Reproduce the full set of records verbatim.

:: Dataset extract

PR #4085, opened 2020-06-11
DHFPROD-5063: Speeding up HC tests

rjrudin:
Added installOnlyReferenceModelEntities for tests that only need entities, which saves about 3 seconds for each test. Combined some test classes too so that permission tests are now in the *StepControllerTest classes, which are now defaulting to using the step-specific classes. 

Overall time on my machine went from 2m4s to 1m30s.

#### Checklist: 
```diff
- Note: do not change the below
```

-  ##### Owner:

- [x] Added Tests
  

- ##### Reviewer:

- [x] Reviewed Tests


rjrudin:
Rebased

PR #4086, opened 2020-06-11
DHFPROD-4677: Add hub-central-custom-reader role

ryanjdew:
### Description

No UI tests needed, as the Custom tab in curate hasn't been added yet.

#### Checklist: 
```diff
- Note: do not change the below
```

-  ##### Owner:

- [x] Added Tests
  

- ##### Reviewer:

- [x] Reviewed Tests


marklogic-data-hub/src/main/resources/hub-internal-config/security/roles/hub-central-custom-reader.json
```diff
@@ -0,0 +1,19 @@
+{
+  "role-name": "hub-central-custom-reader",
+  "description": "Permits reading/reviewing custom steps in Hub Central",
```
srinathgit, line 3: Since custom steps do not exist as a separate artifacts and only exist inline within flows, should "data-hub-flow-reader" role be added and roles "hub-central-load-reader", "hub-central-mapping-reader","data-hub-match-merge-reader" be dropped ?

rjrudin: I think this story is coming earlier than it should be, but it doesn't hurt anything. But there's also not really a way to test it from a user's perspective.

marklogic-data-hub/src/main/resources/hub-internal-config/security/privileges/data-hub-read-step-definition.json
```diff
@@ -0,0 +1,5 @@
+{
+  "privilege-name": "data-hub:readStepDefinition",
```
rjrudin, line 2: What's this needed for? Does it map to something in HC?

marklogic-data-hub/src/main/resources/hub-internal-config/security/roles/hub-central-custom-reader.json
srinathgit: If access to viewing custom steps have to be restricted in DHFPROD-4997, DHFPROD-4998, then, "data-hub-flow-reader" role should be added right ?

ryanjdew: @srinathgit Similar to the other step types, the user should have access to the step document, not the flow. The primary information of the custom step is contained in the step definition.

Since all Custom step types will appear under the Custom tab, I believe you are correct that we can drop the hub-central-loader-reader, hub-central-mapping-reader, etc., roles.

marklogic-data-hub/src/main/resources/hub-internal-config/security/privileges/data-hub-read-step-definition.json
ryanjdew: @rjrudin The privilege/authority is for custom steps. I can change it to readCustom if we think it makes more sense. It is listed as stepDefinition in the roles wiki and is similar to readIngestion being closer to what we have on the backed. Perhaps we should use readCustom because we'll create separate custom steps aside from step definitions in the future?

ryanjdew:
After some discussion with over the roles for hub-central-custom-reader, hub-central-load-reader and hub-central-mapping-reader aren't needed. Also moving the privileges to the namespace "hub-central:" to make their domain clear.

PR #4088, opened 2020-06-11
DHFPROD-5164: DH project for e2e tests in HC

bsrikan:
#### Checklist: 
```diff
- Note: do not change the below
```

-  ##### Owner:

- N/A Added Tests
  

- ##### Reviewer:

- N/A Reviewed Tests


bsrikan:
@ryanjdew I tried adding a mastering step, but getting an error. Pinged you in slack.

::::

→ **Your response**:
PR #4085, opened 2020-06-11
DHFPROD-5063: Speeding up HC tests

rjrudin:
Added installOnlyReferenceModelEntities for tests that only need entities, which saves about 3 seconds for each test. Combined some test classes too so that permission tests are now in the *StepControllerTest classes, which are now defaulting to using the step-specific classes. 

Overall time on my machine went from 2m4s to 1m30s.

#### Checklist: 
```diff
- Note: do not change the below
```

-  ##### Owner:

- [x] Added Tests
  

- ##### Reviewer:

- [x] Reviewed Tests


rjrudin:
Rebased

PR #4086, opened 2020-06-11
DHFPROD-4677: Add hub-central-custom-reader role

ryanjdew:
### Description

No UI tests needed, as the Custom tab in curate hasn't been added yet.

#### Checklist: 
```diff
- Note: do not change the below
```

-  ##### Owner:

- [x] Added Tests
  

- ##### Reviewer:

- [x] Reviewed Tests


marklogic-data-hub/src/main/resources/hub-internal-config/security/roles/hub-central-custom-reader.json
```diff
@@ -0,0 +1,19 @@
+{
+  "role-name": "hub-central-custom-reader",
+  "description": "Permits reading/reviewing custom steps in Hub Central",
```
srinathgit, line 3: Since custom steps do not exist as a separate artifacts and only exist inline within flows, should "data-hub-flow-reader" role be added and roles "hub-central-load-reader", "hub-central-mapping-reader","data-hub-match-merge-reader" be dropped ?

rjrudin: I think this story is coming earlier than it should be, but it doesn't hurt anything. But there's also not really a way to test it from a user's perspective.

marklogic-data-hub/src/main/resources/hub-internal-config/security/privileges/data-hub-read-step-definition.json
```diff
@@ -0,0 +1,5 @@
+{
+  "privilege-name": "data-hub:readStepDefinition",
```
rjrudin, line 2: What's this needed for? Does it map to something in HC?

marklogic-data-hub/src/main/resources/hub-internal-config/security/roles/hub-central-custom-reader.json
srinathgit: If access to viewing custom steps have to be restricted in DHFPROD-4997, DHFPROD-4998, then, "data-hub-flow-reader" role should be added right ?

ryanjdew: @srinathgit Similar to the other step types, the user should have access to the step document, not the flow. The primary information of the custom step is contained in the step definition.

Since all Custom step types will appear under the Custom tab, I believe you are correct that we can drop the hub-central-loader-reader, hub-central-mapping-reader, etc., roles.

marklogic-data-hub/src/main/resources/hub-internal-config/security/privileges/data-hub-read-step-definition.json
ryanjdew: @rjrudin The privilege/authority is for custom steps. I can change it to readCustom if we think it makes more sense. It is listed as stepDefinition in the roles wiki and is similar to readIngestion being closer to what we have on the backed. Perhaps we should use readCustom because we'll create separate custom steps aside from step definitions in the future?

ryanjdew:
After some discussion with over the roles for hub-central-custom-reader, hub-central-load-reader and hub-central-mapping-reader aren't needed. Also moving the privileges to the namespace "hub-central:" to make their domain clear.

PR #4088, opened 2020-06-11
DHFPROD-5164: DH project for e2e tests in HC

bsrikan:
#### Checklist: 
```diff
- Note: do not change the below
```

-  ##### Owner:

- N/A Added Tests
  

- ##### Reviewer:

- N/A Reviewed Tests


bsrikan:
@ryanjdew I tried adding a mastering step, but getting an error. Pinged you in slack.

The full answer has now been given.